## Task
Only the lines from the one with "oliverchang: If the" onward are wanted, through the last line of the entries, set down exactly.

■ ■ ■ ■ ■ ■ ■

Issue #3157, opened 2019-12-20
Revert clang workaround for gRPC


Dor1s:
Filing this to make sure we won't forget. Related to #3093.

Either Bazel would fix the issue or maybe we'll delete the default asan_blacklist.txt in LLVM.

asraa:
FYI bazel 3.0 released, and the fix is there. https://github.com/bazelbuild/bazel/releases/tag/3.0.0
I'm bumping Envoy upstream first.

Dor1s:
Thanks @asraa !

@jonathanmetzman could you please give this a try later on when you get a chance? Since you've been working in the issue initially :)

jonathanmetzman:
I don't know when this bump is going to happen. I think the individual projects should revert it themselves when they are ready.

Dor1s:
@jonathanmetzman thanks for clarifying and sorry for the confusion, I though it was some sort of global switch you used for the workaround, my bad.

CCing people who added integrations for
- oak: @tiziano88 @ipetr0v 
- gRPC: @matt-kwong @yang-g 

You should be able to revert the clang workaround (see example in https://github.com/google/oss-fuzz/pull/3588) after Bazel upgrade.

inferno-chromium:
@asraa: any update on this. Due to this old image used in Dockerfile [https://github.com/google/oss-fuzz/blob/master/projects/envoy/Dockerfile#L19], this will now break Honggfuzz [reason being Honggfuzz is too old in your config and we just enabled it and it breaks too due to signature chanes]. If you can update bazel version and remove that hack in Dockerfile, then you get latest fuzzing engines and honggfuzz build will get fixed too.

asraa:
@inferno-chromium Sorry about that! We had an upstream release yesterday and were delaying our projects bazel bump (https://github.com/envoyproxy/envoy/pull/10670) until after that. I'll try to push the bump so I can revert the change.

inferno-chromium:
Thanks @asraa !

inferno-chromium:
ping grpc (@matt-kwong @yang-g), oak (@tiziano88 @ipetr0v) devs

please see Max's comment https://github.com/google/oss-fuzz/issues/3157#issuecomment-611192254
We need to remove this hack and also this will cause other problems, like using old inefficient version of fuzzers.

inferno-chromium:
ping again grpc folks @matt-kwong @yang-g

PR #3660, opened 2020-04-16
Revert clang workaround for Envoy

asraa:
Fixes for Envoy: https://github.com/google/oss-fuzz/issues/3157

### DIFF
--- a/projects/envoy/Dockerfile
+++ b/projects/envoy/Dockerfile
@@ -14,9 +14,8 @@
 #
 ################################################################################
 
-# TODO(https://github.com/google/oss-fuzz/issues/3093): Stop specifying the
-# image SHA once the bug is fixed.
-FROM gcr.io/oss-fuzz-base/base-builder@sha256:276813aef0ce5972db43c0230f96162003994fa742fb1b2f4e66c67498575c65
+
+FROM gcr.io/oss-fuzz-base/base-builder
 MAINTAINER htuch@google.com
 
 RUN apt-get update && apt-get -y install  \


inferno-chromium:
Build is still failing, i didnt wait for travis as envoy build is usually slow and fails on timeout.

@asraa - can you please check if this works

```
python infra/helper.py build_image envoy
python infra/helper.py build_fuzzers --sanitizer address --engine libfuzzer --architecture x86_64 envoy
```

asraa:
@inferno-chromium Running!

asraa:
The build succeeded for me locally!

inferno-chromium:
@oliverchang - any thoughts here, i tried this too, locally it succeeds, but fails on gcb, what could be different here.

Dor1s:
Checking the latest build failure on GCB:

```
2020-04-17T17:17:01.304832901Z Step #40: Failed to build. I 
2020-04-17T17:17:01.304836377Z Step #40: To reproduce, run: I 
2020-04-17T17:17:01.304838097Z Step #40: python infra/helper.py build_image envoy I 
2020-04-17T17:17:01.304839441Z Step #40: python infra/helper.py build_fuzzers --sanitizer undefined --engine honggfuzz --architecture x86_64 envoy I 
```

looks like libFuzzer ASan is building fine?

jonathanmetzman:
Why are we doing honggfuzz/ubsan builds? I don't think we use them right? We can probably save build cycles.

inferno-chromium:
> Why are we doing honggfuzz+ubsan builds? I don't think we use them right? IIRC we only use ASAN with honggfuzz. We can probably save compute and developer cycles by not doing them.

This was a mistake i think, check https://github.com/google/oss-fuzz/pull/3667

oliverchang:
From https://oss-fuzz-build-logs.storage.googleapis.com/log-2ceeeef5-1f48-4287-bfad-ed4360ac2739.txt

```
Step #13: Execution platform: @local_config_platform//:host
Step #13: clang: error: unable to execute command: Killed
Step #13: clang: error: clang frontend command failed due to signal (use -v to see invocation)
```

Possible OOM?

asraa:
I think so. We seems to get these non-reproducible build failures every once in a while, is there some way to fix this on our end?

inferno-chromium:
@asraa - maybe can try removing some test targets to avoid this OOM, e.g. last one was
[4,315 / 4,378] Compiling test/mocks/upstream/mocks.cc; 886s local ... (23 actions running)

are these test targets even needed for build ?

asraa:
Yep, that's a dependency of some fuzz targets, but I can mark some stable utility fuzz targets as nofuzz, which will remove them from the build!

Issue #3355, opened 2020-02-06
Update srcmap to collect information for Go projects


Dor1s:
based on the `language` attribute in the yaml files.

This blocks https://github.com/google/oss-fuzz/issues/2714 and was blocked by https://github.com/google/oss-fuzz/issues/3297

Dor1s:
Main problems with this:

1) srcmap should also check packages inside goroot
2) we shouldn't do 1) for non Go projects -- will probably need to pass an env variable like `LANGUAGE=GO` to https://github.com/google/oss-fuzz/blob/13cb49b86ca7d38072b895a8708a38655d64d299/infra/gcb/build_project.py#L138 (or maybe there is a better way)

//cc @inferno-chromium

Dor1s:
Should be fixed by https://github.com/google/oss-fuzz/pull/3664

PR #3664, opened 2020-04-16
[infra] Improve srcmap support for Go projects (#3355, #2714).

Dor1s:
Haven't properly tested this yet, please consider it as a draft, but should be fine to review.

I also wanted to pass `FUZZING_LANGUAGE` to the `helper.py shell`, but we can't parse yaml without installing `pyyaml` module, so not sure about that, probably not necessary, as users don't typically run `srcmap` command.

### DIFF
--- a/infra/base-images/base-builder/srcmap
+++ b/infra/base-images/base-builder/srcmap
@@ -25,8 +25,14 @@ function jq_inplace() {
   F=$(tempfile) && cat $1 | jq "$2" > $F && mv $F $1
 }
 
+PATHS_TO_SCAN="$SRC"
+
+if [[ $FUZZING_LANGUAGE == "go" ]]; then
+  PATHS_TO_SCAN="$PATHS_TO_SCAN $GOPATH"
+fi
+
 # Git
-for DOT_GIT_DIR in $(find $SRC -name ".git" -type d); do
+for DOT_GIT_DIR in $(find $PATHS_TO_SCAN -name ".git" -type d); do
   GIT_DIR=$(dirname $DOT_GIT_DIR)
   cd $GIT_DIR
   GIT_URL=$(git config --get remote.origin.url)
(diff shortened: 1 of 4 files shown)


infra/gcb/build_and_run_coverage.py
```diff
@@ -73,33 +73,8 @@ def get_build_steps(project_dir):
...
-          'name': image,
-          'args': [
-              'bash', '-c',
-              'srcmap > /workspace/srcmap.json && cat /workspace/srcmap.json'
-          ],
-          'env': ['OSSFUZZ_REVISION=$REVISION_ID'],
-      },
-  ]
+  build_steps = build_lib.project_image_steps(name, image,
+                                              project_yaml['language'])
```
inferno-chromium, line 77: nit: move project_yaml['language'] to local var language like others. same for other use below.

infra/gcb/build_project.py
```diff
@@ -113,41 +113,16 @@ def get_build_steps(project_dir):
...
-          'args': [
-              'bash',
-              '-c',
-              'cp -r /msan /workspace',
-          ],
-      },
-  ]
+  build_steps = build_lib.project_image_steps(name, image,
+                                              project_yaml['language'])
+  build_steps.append({
```
inferno-chromium, line 118: Can you add a comment on why msan-builder is only used here ?

infra/base-images/base-builder/srcmap
```diff
@@ -25,8 +25,14 @@ function jq_inplace() {
   F=$(tempfile) && cat $1 | jq "$2" > $F && mv $F $1
 }
 
+PATHS_TO_SCAN="$SRC"
+
+if [[ $FUZZING_LANGUAGE == "go" ]]; then
+  PATHS_TO_SCAN="$PATHS_TO_SCAN $GOPATH"
```
oliverchang, line 31: What's in $GOPATH if this isn't a Go project? Can we use that to determining whether or not to scan it, rather than introducing another env var?

Dor1s: It's always set to `/root/go` in the base-builder and always has a few packages we install, so scanning unconditionally will result in irrelevant Go packages revisions in srcmap of any project we build

infra/gcb/build_and_run_coverage.py
Dor1s: done

infra/gcb/build_project.py
Dor1s: done, it's not used in the coverage job because we don't use MSan there

Dor1s:
Tested on GCB (without updated `srcmap` inside the base-builder) and with an updated `srcmap` locally. Merging.

PR #3665, opened 2020-04-17
Bisector: Be a bit smarter about picking which OSS-Fuzz commit to build with.

oliverchang:
When the build fails against HEAD OSS-Fuzz, we find the date of the
commit for the project, and use the latest revision of OSS-Fuzz before
it to rebuild the project builder container.

Subsequent runs will use the last built container, and if that fails
that will again find the closest revision of OSS-Fuzz.

Also factor BaseRepoManager out of RepoManager to provide a generic repo
manager class for dealing with existing checkouts (which don't need a
clone).

### DIFF
--- a/infra/bisector.py
+++ b/infra/bisector.py
@@ -94,35 +94,23 @@ def main():
   return 0
 
 
-def bisect(old_commit, new_commit, test_case_path, fuzz_target, build_data):  # pylint: disable=too-many-locals
-  """From a commit range, this function caluclates which introduced a
-  specific error from a fuzz test_case_path.
-
-  Args:
-    old_commit: The oldest commit in the error regression range.
-    new_commit: The newest commit in the error regression range.
-    test_case_path: The file path of the test case that triggers the error
-    fuzz_target: The name of the fuzzer to be tested.
-    build_data: a class holding all of the input parameters for bisection.
-
-  Returns:
-    A Result.
-
-  Raises:
-    ValueError: when a repo url can't be determine from the project.
-  """
+def _bisect(old_commit, new_commit, test_case_path, fuzz_target, build_data):  # pylint: disable=too-many-locals
+  """Perform the bisect."""
   with tempfile.TemporaryDirectory() as tmp_dir:
     repo_url, repo_path = build_specified_commit.detect_main_repo(
         build_data.project_name, commit=new_commit)
     if not repo_url or not repo_path:
       raise ValueError('Main git repo can not be determined.')
 
+    # Copy /src from the built Docker container to ensure all dependencies
+    # exist. This will be mounted when running them.
     host_src_dir = build_specified_commit.copy_src_from_docker(
         build_data.project_name, tmp_dir)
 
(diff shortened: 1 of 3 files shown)


oliverchang:
Friendly ping :)

infra/build_specified_commit.py
```diff
@@ -58,15 +60,51 @@ def build_fuzzers_from_commit(commit, build_repo_manager, host_src_path,
...
+    commit_date = build_repo_manager.commit_date(commit)
+    projects_dir = os.path.join('projects', build_data.project_name)
+
+    # Find first change in the projects/<PROJECT> directory before the project
+    # commit date.
+    oss_fuzz_commit, _, _ = oss_fuzz_repo_manager.git([
+        'log', '--before=' + commit_date.isoformat(), '-n1', '--format=%H',
+        projects_dir
+    ],
+                                                      check_result=True)
```
Dor1s, line 90: nit: wow this is weird formatting :)

infra/build_specified_commit.py
```diff
@@ -58,15 +60,51 @@ def build_fuzzers_from_commit(commit, build_repo_manager, host_src_path,
...
+    oss_fuzz_commit = oss_fuzz_commit.strip()
+
+    logging.info('Build failed. Retrying on earlier OSS-Fuzz commit %s.',
```
Dor1s, line 93: can `git log` above fail? maybe split this logging into two messages via two calls?

infra/bisector.py
```diff
@@ -163,5 +151,34 @@ def bisect(old_commit, new_commit, test_case_path, fuzz_target, build_data):  #
...
+
+  Raises:
+    ValueError: when a repo url can't be determine from the project.
+  """
+  result = _bisect(old_commit, new_commit, test_case_path, fuzz_target,
+                   build_data)
+
+  # Clean up projects/ as _bisect may have modified it.
+  oss_fuzz_repo_manager = repo_manager.BaseRepoManager(helper.OSS_FUZZ_DIR)
+  oss_fuzz_repo_manager.git(['reset', 'projects'])
```
Dor1s, line 176: nit: I'm wondering if `projects` is even going to have dynamic value, maybe we should pass it as an argument or move into a constant

infra/build_specified_commit.py
oliverchang: Yeah, this was automatic, and the presubmit won't like it when I format it any other way :/

infra/bisector.py
oliverchang: hmm, I don't think this will change. If it does, I can make this an argument.

infra/build_specified_commit.py
oliverchang: If the command fails, we should raise an exception, due to the check_result=True above.

infra/build_specified_commit.py
jonathanmetzman: maybe do ` # pyformat: disable`?

PR #3667, opened 2020-04-17
Remove unused MSan and UBSan from Honggfuzz configurations.

inferno-chromium:


jonathanmetzman:
I think presubmit failures are mostly false alarms (one that isn't is that this file doesn't have a license header).
I suspect this file is supposed to run in python2 whereas presubmit assumes 3. Also this file has requirements that aren't installed here.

■ ■ ■ ■ ■ ■ ■

## Result for this task
oliverchang: If the command fails, we should raise an exception, due to the check_result=True above.

infra/build_specified_commit.py
jonathanmetzman: maybe do ` # pyformat: disable`?

PR #3667, opened 2020-04-17
Remove unused MSan and UBSan from Honggfuzz configurations.

inferno-chromium:


jonathanmetzman:
I think presubmit failures are mostly false alarms (one that isn't is that this file doesn't have a license header).
I suspect this file is supposed to run in python2 whereas presubmit assumes 3. Also this file has requirements that aren't installed here.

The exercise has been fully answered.